How Do You Tell Whether Two Lines Intersect in 3D?

How do you tell whether two three-dimensional lines intersect?  My colleague Greg Elliott in physics asked me this recently.  He understood how the usual method works, but he wanted to know whether there was a more clever method.  In this post I’ll discuss the usual method and the alternative method I first suggested and that we refined.  (I’ll leave it to the reader to determine whether the second method is “more clever.”)  This post also assumes that you know that the lines aren’t parallel.

To see how the methods work, let’s look at an example.  Do the lines (t, -2+3t, 4-t) and (2s, 3+s, -3+4s) intersect?

Method 1:  The usual method is to set the components equal to each other and see whether there is a solution.  This gives the system

\displaystyle \begin{aligned} t &= 2s \\ -2+3t &= 3+s \\ 4-t &= -3+4s \end{aligned}

Substituting the first equation into the second yields -2+3(2s) = 3+s \implies s = 1.  Substituting the first equation into the third yields 4-(2s) = -3+4s \implies s = 7/6.  Since s cannot take on both values, the lines do not intersect.  (If we had gotten the same value for s then the lines would intersect.)

Method 2: Two lines intersect if they lie in the same plane.  Thus, first construct the plane defined by the first line and the direction vector for the second line.  Then see if the second line lies in this plane.  To construct the plane, take the direction vectors for the two lines: {\bf u} = \langle 1, 3, -1 \rangle and {\bf v} = \langle 2, 1, 4 \rangle.  Then cross them to get the vector {\bf w} = \langle 13, -6, -5 \rangle.  A plane needs a point and a normal vector.  Take any point from the first line; the simplest is probably (0, -2, 4).  The equation for the plane defined by the first line and v is thus 13x - 6(y+2) - 5(z-4) = 0.  Now, if the second line lies in this plane then any point from that line will satisfy the plane equation.  Substituting in the point (0, 3, -3) from the second line yields 0 - 6(3+2) - 5(-3-4) = -30+35 = 5 \neq 0.  Thus the second line lies in a different plane, and the two lines do not intersect.
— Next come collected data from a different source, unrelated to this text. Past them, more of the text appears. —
PR #6389, opened 2022-03-20
Split 6 tiles visible unique into its parts, making it more moddable

xlenstra:
Most notably split the "6 tiles in every direction always visible" into "[+4] Sight", "Can see over obstacles".
Also added the "No sight" unique, which is unused, but could be cool for modding.

### DIFF
--- a/android/assets/jsons/Civ V - Gods & Kings/UnitTypes.json
+++ b/android/assets/jsons/Civ V - Gods & Kings/UnitTypes.json
@@ -59,7 +59,7 @@
     {
         "name": "Fighter",
         "movementType": "Air",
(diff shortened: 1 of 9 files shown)


SomeTroglodyte (approved):
Rationale behind the Belief/Policy reorder?
Json order is used in Pedia (afair), so best have all aircraft use the same order?

xlenstra:
> Rationale behind the Belief/Policy reorder? 

Made alphabetic so you can easier find whether or not something is in the list

> Json order is used in Pedia (afair), so best have all aircraft use the same order?

Sounds good, I'll fix that in a bit

yairm210 (approved):

Issue #6391, opened 2022-03-20
ctrl crashes the game on Ubuntu


yairm210:
To reproduce:
Start Unciv on Desktop
Click ctrl+whatever (ctrl+v for example)
Behold

```
java.lang.NoSuchMethodError: 'int kotlin.CharCodeKt.access$getCode$p(char)'
	at com.unciv.ui.utils.KeyCharAndCode$Companion.ctrl(KeyPressDispatcher.kt:67)
	at com.unciv.ui.utils.KeyCharAndCode$Companion.ctrlFromCode(KeyPressDispatcher.kt:73)
	at com.unciv.ui.utils.KeyPressDispatcher$install$1.keyDown(KeyPressDispatcher.kt:184)
	at com.badlogic.gdx.scenes.scene2d.InputListener.handle(InputListener.java:53)
	at com.badlogic.gdx.scenes.scene2d.Actor.notify(Actor.java:188)
	at com.badlogic.gdx.scenes.scene2d.Actor.fire(Actor.java:152)
	at com.badlogic.gdx.scenes.scene2d.Stage.keyDown(Stage.java:418)
	at com.unciv.CrashHandlingStage.access$keyDown$s80204510(CrashHandlingStage.kt:10)
	at com.unciv.CrashHandlingStage$keyDown$1.invoke(CrashHandlingStage.kt:30)
	at com.unciv.CrashHandlingStage$keyDown$1.invoke(CrashHandlingStage.kt:30)
	at com.unciv.ui.utils.ExtensionFunctionsKt$wrapCrashHandling$1.invoke(ExtensionFunctions.kt:329)
	at com.unciv.CrashHandlingStage.keyDown(CrashHandlingStage.kt:30)
	at com.badlogic.gdx.InputEventQueue.drain(InputEventQueue.java:58)
	at com.badlogic.gdx.backends.lwjgl3.DefaultLwjgl3Input.update(DefaultLwjgl3Input.java:189)
	at com.badlogic.gdx.backends.lwjgl3.Lwjgl3Window.update(Lwjgl3Window.java:394)
	at com.badlogic.gdx.backends.lwjgl3.Lwjgl3Application.loop(Lwjgl3Application.java:143)
	at com.badlogic.gdx.backends.lwjgl3.Lwjgl3Application.<init>(Lwjgl3Application.java:116)
	at com.unciv.app.desktop.DesktopLauncher.main(DesktopLauncher.kt:60)
```

xlenstra:
[...]

PR #6392, opened 2022-03-20
Prevent Char-to-code crash

SomeTroglodyte:
For #6391 to try


yairm210:
Sure why not, better than a crash in any case

Issue #6383, opened 2022-03-20
DeCiv crashing unexpectedly


SpacedOutChicken:
Attached is the saved game. The game wouldn't let me copy the crash report.
[The.Patriots.-.85.turns.zip](https://github.com/yairm210/Unciv/files/8310615/The.Patriots.-.85.turns.zip)

HanuelChong has analyzed the situation here: https://github.com/SpacedOutChicken/DeCiv-Redux/issues/48

They believe that what's happening is that a city-state is attempting to gift a unit, but it has no unit it can give as a gift.

HaneulCheong:
Yeah, basically, it seems the game crashes when no unit is available to be gifted by a city-state. Possible quick solution would be catching the `NoSuchElementException` and printing some sort of warning log while ignoring it in game. There could be a better solution, but this is what comes to my mind right now.

SomeTroglodyte:
Nah, that .random() in line 98 of giveMilitaryUnitToPatron is the probable culprit. Make it a `.randomOrNull() ?: return`, done. But I'd probably make that multiline statement readable first.

PR #6393, opened 2022-03-20
Fix CS unit gift crash

SomeTroglodyte:
One way to solve #6383 (and another loophole when a CS-unique has no tech prereq). All creds to @HaneulCheong


HaneulCheong:
So this would also close [SpacedOutChicken/DeCiv-Redux#48](https://github.com/SpacedOutChicken/DeCiv-Redux/issues/48) I guess? Anyway, thanks for the fix.

yairm210 (approved):

SomeTroglodyte:
It was throw away or upload... Your work. Come to think of it, CivFlags.CityStateGreatPersonGift in CivilizationInfo.startTurnFlags - has a _safe_ .filter.random, but the flow could be much clearer (_why_ is it safe? Not immediately obvious) / repeated code unified...

PR #6400, opened 2022-03-21
Implement a rudimentary CrashReportSysInfoDesktop

SomeTroglodyte:
... why not?

Surprise: a `null!!` compiles (w/ tons of unreachable code warnings of course) and gives:

image
</details>

... I wiped the Windoze setup I once had to test, so no specific provisions for it. I'd like to ensure the 1804/1909/21H2 version thingy is in, the build number, and at most perhaps the chosen servicing ring or somesuch... Not in this PR. "os.version" should be better than nothing. Volunteers welcome.

### DIFF
--- a/desktop/src/com/unciv/app/desktop/CrashReportSysInfoDesktop.kt
+++ b/desktop/src/com/unciv/app/desktop/CrashReportSysInfoDesktop.kt
@@ -2,6 +2,7 @@ package com.unciv.app.desktop
 
 import com.badlogic.gdx.files.FileHandle
 import com.unciv.ui.utils.CrashReportSysInfo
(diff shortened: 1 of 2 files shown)


SomeTroglodyte:
That second commit uses running a cmd shell to fetch the desired windoze version info - maybe risky doing that while crashing. An alternative would be to run that beforehand when the class is instantiated by the desktop launcher and cache the string until needed - easy with the current schema.

Example output:
```
OS: Windows 10
	Windows 10 Enterprise Version 1909 (Build 18363)
Java: Oracle Corporation 11.0.11+9-b60-7590822
	Max Memory: 4016 MB
```

PR #6402, opened 2022-03-21
Fix crash on loading a save where Machu Picchu is built

### LINKED ISSUE #6401: Macchu Picchu now crashes us
FYI: 4.0.0 has a tiny regression, fix in testing

SomeTroglodyte:
fixes #6401


SomeTroglodyte:
Dumb idea: A unit test that loads a forged save that has every building built and all nations and units present. Ensures all transient updaters can run? Downside: Major rule changes (new or removed objects) would need an update to said construct. But such a test would have caught this one.

yairm210:
About half a week

SomeTroglodyte:
> About half a week

Then we _should_ do a unit test that could have caught this. And better get the ball rolling, this is going to hit _everyone_ sooner or later - except those playing base ruleset mods not using that unique.

PR #6403, opened 2022-03-21
Empire Overview: Resources

SomeTroglodyte:
This has waited long enough, and needs more waiting [^X], but I thought I could show it to interested parties.
- Linting
- Ability to transpose to vertical layout (handies in portrait might profit...)
- Extra data - now it could e.g. help locating the one Ivory your cities demand for WLTK which you haven't yet conquered/improved...

image
image
</details>

Note: "unimproved" isn't capitalized 'cuz the translation stuff for that one was already there :-O Input on wordings or choices welcome.

[^X]: It _really_ needs the fixed TabbedPager widget to shine - or staying in landscape high resolution. And that one was _far_ trickier than I anticipated, still needs testing and polish.


itanasi:
unimproved being a negative number just feels weird.

WLTK values are a bit unintuitive

SomeTroglodyte:
> unimproved being a negative number just feels weird

OK - actually that's exactly the reason to ask, perfect feedback, even though I originally did that consciously as it's "bad for you" - just like the WLTK demand, which is a count of cities wishing for that resource, while the other WLTK column is the number of cities celebrating due to that resource... The WLTK column headers in vertical mode already have tooltips (which benefit desktop only I'm aware) - maybe do them on both orientations and a little more verbose?

Anyway, pulling this, needs repairing the damage you get when you don't listen to your own advice and allow AS to open a translation file, and a little reorg with the other Empire Overview patches.

Issue #6405, opened 2022-03-22
Custom port pls


PlexPt:
https://github.com/yairm210/Unciv/blob/5fa10348b59747bbed203d503b0878687840e5cd/desktop/src/com/unciv/app/desktop/UncivServer.kt#L20

PlexPt:
Exception in thread "main" java.net.BindException: Address already in use

PR #6406, opened 2022-03-22
Custom server port

HAHH9527:
#6405


PlexPt:
use yml config pls

SomeTroglodyte:
> yml

no

PlexPt:
){(2~Z VH S WHWB%WM%Q_E

PlexPt:
There may be some parts of the client connection that need to be modified

yairm210:
Since the server is run via cli, configs will be cli-based

desktop/src/com/unciv/app/desktop/UncivServer.kt
```diff
@@ -12,12 +12,31 @@ import java.io.File
 
 
 internal object UncivServer {
+    private var serverPort = 8080
+
     @JvmStatic
-    fun main(arg: Array<String>) {
+    fun main(args: Array<String>) {
+        args.forEach { arg ->
+            when {
```
yairm210, line 20: Way too much nesting here. This can be cut down by half.

desktop/src/com/unciv/app/desktop/UncivServer.kt
```diff
@@ -12,12 +12,31 @@ import java.io.File
...
+                arg.startsWith("-port=") -> {
+                    try {
```
yairm210, line 22: If we already know that it might not be a number, we can use toIntOrNull and get rid of try/catch

desktop/src/com/unciv/app/desktop/UncivServer.kt
```diff
@@ -12,12 +12,31 @@ import java.io.File
...
+                        with(arg.removePrefix("-port=").toInt()) {
+                            if (this !in 1.rangeTo(65535)) println("'port' must in 1-65535")
```
yairm210, line 24: Spelling mistake :)
Also after refactor there should be only one error message for incompatible values, so that should be a problem

desktop/src/com/unciv/app/desktop/UncivServer.kt
```diff
@@ -12,12 +12,25 @@ import java.io.File
...
+    private var serverPort = 8080
+
     @JvmStatic
-    fun main(arg: Array<String>) {
+    fun main(args: Array<String>) {
+        args.forEach { arg ->
+            when {
+                arg.startsWith("-port=") -> with(arg.removePrefix("-port=").toIntOrNull() ?: 0) {
+                    if (this in 1.rangeTo(65535)) serverPort = this
+                    else println("'port' must be between 1 and 65535")
```
yairm210, line 23: 1024 to 49151 should be the range for pets. Below are reserved ports, above are dynamic ports.

yairm210:
This PR in only half of the required outcome - we need to add a way for clients to specify the port of the server.
Using the same textbox as the ip, we can have ip:port, and if the port isn't there then default to 8080

desktop/src/com/unciv/app/desktop/UncivServer.kt
PlexPt: @yairm210 You don't need to care which one your users use, they use whichever they like

yairm210: I disagree, that's a myopic view. Users who would use my game and encounter an error because they accidentally took a system-dedicated port and it caused them problems *would* open a ticket, and rightly so. Why not avoid problems for other people?

yairm210: Users *will* shot themselves in the foot in any way you allow them to. There is no real benefit to the other ports, anyone who knows enough to know he really needs them would be able to port forward, and so the obvious conclusion is to derby

yairm210 (approved):
Looks good!

SomeTroglodyte (approved):
Not sure I like having a _new_ ExtensionFunctions file when there is already [ExtensionFunctions.kt](https://github.com/yairm210/Unciv/blob/master/core/src/com/unciv/ui/utils/ExtensionFunctions.kt) - OK, splitting extensions according to usecase is a reason, but... Maybe check the /ui/ one later for functions that have nothing to do with UI and need moving, and lead the files with a fat comment outlining the existence and distinction of two files?

Also, what `getUrlWithPort` does might surprise - so Kdoc it. Consider implementation through standards? There should be a kind of "new URI; uri.parse(this); uri.port = 1234; uri.toString()" type of approach like every framework has (and that's the potential surprise right there - what would that pseudocode do differently). Check and if unsuitable comment why?

"-port=whatever" will try to run the server on port 0 - better fall back to 8080?

Spacing around ':' is usually: one after for type annotation, both before+after for superclass. Readability of N.rangeTo(M) vs. N..M is a matter of taste.

Lastly, if this ever gets bigger, whe should consider kotlinx-cli or even Clikt -> Those cater to standard 'nix notation easier as to the '=' used here. Just as food for thought. That said, I'd probably have done a mini-cli-mapper...
<details><summary>...roughly like this:</summary>

```kotlin
internal object UncivServer {
    @JvmStatic
    fun main(arg: Array<String>) {
        val argMap = (
                System.getenv().asSequence().map { it.key to it.value } +
                arg.asSequence()
                    .mapNotNull {
                        it.split('=', limit = 2).run {
                            if (this.size < 2) null else this[0] to this[1]
                        }
                    }
            )
            .toMap()

        fun String?.checkValidPort(): Int? {
            if (this == null) return null
            if (this.toIntOrNull() == null) {
                println("Port option '$this' is not a valid number.")
                return null
            }
            val port = this.toInt()
            if (port in 1024..49151) return port
            println("Port number '$port' is not in the valid range (1024..49151).")
            return null
        }

        val portNumber = argMap["-port"].checkValidPort()
            ?: argMap["-p"].checkValidPort()
            ?: argMap["UncivServerPort"].checkValidPort()
            ?: 8080

        val fileFolderName = argMap["-folder"] ?: argMap["-f"] ?: argMap["UncivServerFolder"] ?: "MultiplayerFiles"
        File(fileFolderName).mkdir()

        println("Starting UncivServer for ${File(fileFolderName).absolutePath} on port $portNumber\n(You can use command line option -port=X or environment UncivServerPort=X to use a custom port.)")
        embeddedServer(Netty, port = portNumber) {
```
</details>

desktop/src/com/unciv/app/desktop/UncivServer.kt
```diff
@@ -12,12 +12,25 @@ import java.io.File
...
 
 internal object UncivServer {
+    private var serverPort = 8080
+
     @JvmStatic
-    fun main(arg: Array<String>) {
+    fun main(args: Array<String>) {
+        args.forEach { arg ->
+            when {
+                arg.startsWith("-port=") -> with(arg.removePrefix("-port=").toIntOrNull() ?: 0) {
```
yairm210, line 21: I agree with @SomeTroglodyte that the default value for a non-parsable port should be 8080, which means instead of ?:-ing the result we can check it below (if this != null && this in 1024..49151)
However I think the current PR is useful enough to enter this version, and you can fix this minor issue in another insta-PR

PR #6413, opened 2022-03-22
Improved Widgets - Fixing Tabbed Pager Scrolling

SomeTroglodyte:
All of the widget patches from the Empire Overview work - getting the Cities page right was a major headache.

This has probably seen well over 200 debug launches, at least 30 hours of fiddling, trying and discarding different approaches, including getting event bubbling to work like in a proper windowing framework, or reimplementing the ScrollPane from scratch, or hacking protected values via reflection. This is a monster, but it conforms OK with the Gdx design philosophy, IMHO. Well, the ExpanderTab notifying its parent it needs more room is still unorthodox but not new. I had the "proper" Gdx way for that usecase (with invalidate / layout overrides) working, but it was noticeably slower, and logging showed an incredible number of events and re-layout taking place, so I ditched that.

Long story short - this is not final, but runs as is, and is better. Especially the City page in cramped portrait mode goes from barely useful to fine, even if the latest patches for that will come later.

### DIFF
--- a/core/src/com/unciv/ui/utils/AutoScrollPane.kt
+++ b/core/src/com/unciv/ui/utils/AutoScrollPane.kt
@@ -32,22 +32,22 @@ import com.badlogic.gdx.scenes.scene2d.utils.ClickListener
  */
 
 open class AutoScrollPane(widget: Actor?, style: ScrollPaneStyle = ScrollPaneStyle()): ScrollPane(widget,style) {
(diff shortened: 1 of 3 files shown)


SomeTroglodyte:
Clip:

https://user-images.githubusercontent.com/63000004/159545810-e31b8369-1878-4003-8507-eb84f2f6d6b6.mp4

As you can see, header and content are horizontally in sync, where my earlier code fails woefully.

(Formula for Method 2).  Generalizing from this example, we can give an explicit condition in terms of a formula.   A line in 3D is defined by a point p and a director vector u.  Let the second line be defined by point q and direction vector v.  Take the two direction vectors u and v and cross them to get vector {\bf u} \times {\bf v}.  Then take the displacement vector {\bf p} - {\bf q} between the two points.  Since {\bf u} \times {\bf v} is orthogonal to the plane defined by the direction vectors, the only way the two lines lie in the same plane is if {\bf u} \times {\bf v} is orthogonal to the displacement vector {\bf p} - {\bf q}.  In other words, the two lines lie in the same plane if and only if ({\bf u} \times {\bf v}) \cdot ({\bf p} - {\bf q}) = 0.